▶ _WHAT THE EXERCISE ASKS_
All of these records need to be duplicated exactly.

▶ _RAW DATA_
PR #940, opened 2020-10-26
Many marker improvements

EmeraldBlock:
New features:

- **Waypoints can hold both shapes and text, and can hold multiple shapes.** This is done by splitting each label into shape keys and text.

- **Regular waypoints can also have compasses.** A checkbox form element is added to the marker creation dialog for this.

Other fixes/changes:

- **Two additional translations** are added for the waypoint edit notification and the compass checkbox form element.

- Text and shape width for marker boxes now correctly accounts for scale and changing scale.

- Changing the camera position is now exact, by adding a constant value onto the exponential movement.

- Waypoint sorting no longer right-pads labels with 0's.

- Some waypoint functions have changed parameters and/or return values, and some new functions are added.

- The checkbox form element has minor changes.

- The waypoint list has minor internal changes.

image


tobspr:
This is cool but give me some time to review it: ) Also would be nice not to have the translations inside since this will make the PR conflict quite often

EmeraldBlock:
welp, better fix conflicts

tobspr:
Not planning to put this into the base game, but with the 1.5.0 update it could be a mod. Closing to clean up PR's a bit.

PR #943, opened 2020-10-27
Fix processor bonus time

Dimava:


Hyperion-21:
what's this?

EmeraldBlock:
Wait a minute, doesn't `Math.max` guarantee that `timeToProcess` will be nonpositive?

tobspr:
Yeah it would be negative otherwise

PR #952, opened 2020-10-30
Visible display

TcePrepK:
I tried to make display more visible (Updated Commit Because Of Check Fails)

image


tobspr:
Closing for now since its on my todo list, there would be a lot of Changes required to the PR and it should look a bit differently :p Thanks for the effort though!

PR #968, opened 2020-11-07
Update base-zh-CN.yaml

cervonwong:
Previously it represents hours and seconds, instead of hours and minutes. (If you compare this with minutesAndSecondsShort you can tell)


tobspr:
Ty!

PR #979, opened 2020-11-09
Require LMB to place blueprints

### LINKED ISSUE #693: Binding rotate to middle click works everywhere but blueprints
I've bound rotate to middle-mouse-button, this works well for most places, but not blueprints. When I attempt to rotate blueprints, they are indeed rotated, but also pasted at the same time.

Eiim:
Fixes #693. It may be preferred to check for which mouse buttons are bound to a relevant functionality, but I think it makes more sense to just have it bound to LMB exclusively.


tobspr:
Nice, thanks!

▶ _ANSWER BOX_
PR #940, opened 2020-10-26
Many marker improvements

EmeraldBlock:
New features:

- **Waypoints can hold both shapes and text, and can hold multiple shapes.** This is done by splitting each label into shape keys and text.

- **Regular waypoints can also have compasses.** A checkbox form element is added to the marker creation dialog for this.

Other fixes/changes:

- **Two additional translations** are added for the waypoint edit notification and the compass checkbox form element.

- Text and shape width for marker boxes now correctly accounts for scale and changing scale.

- Changing the camera position is now exact, by adding a constant value onto the exponential movement.

- Waypoint sorting no longer right-pads labels with 0's.

- Some waypoint functions have changed parameters and/or return values, and some new functions are added.

- The checkbox form element has minor changes.

- The waypoint list has minor internal changes.

image


tobspr:
This is cool but give me some time to review it: ) Also would be nice not to have the translations inside since this will make the PR conflict quite often

EmeraldBlock:
welp, better fix conflicts

tobspr:
Not planning to put this into the base game, but with the 1.5.0 update it could be a mod. Closing to clean up PR's a bit.

PR #943, opened 2020-10-27
Fix processor bonus time

Dimava:


Hyperion-21:
what's this?

EmeraldBlock:
Wait a minute, doesn't `Math.max` guarantee that `timeToProcess` will be nonpositive?

tobspr:
Yeah it would be negative otherwise

PR #952, opened 2020-10-30
Visible display

TcePrepK:
I tried to make display more visible (Updated Commit Because Of Check Fails)

image


tobspr:
Closing for now since its on my todo list, there would be a lot of Changes required to the PR and it should look a bit differently :p Thanks for the effort though!

PR #968, opened 2020-11-07
Update base-zh-CN.yaml

cervonwong:
Previously it represents hours and seconds, instead of hours and minutes. (If you compare this with minutesAndSecondsShort you can tell)


tobspr:
Ty!

PR #979, opened 2020-11-09
Require LMB to place blueprints

### LINKED ISSUE #693: Binding rotate to middle click works everywhere but blueprints
I've bound rotate to middle-mouse-button, this works well for most places, but not blueprints. When I attempt to rotate blueprints, they are indeed rotated, but also pasted at the same time.

Eiim:
Fixes #693. It may be preferred to check for which mouse buttons are bound to a relevant functionality, but I think it makes more sense to just have it bound to LMB exclusively.


tobspr:
Nice, thanks!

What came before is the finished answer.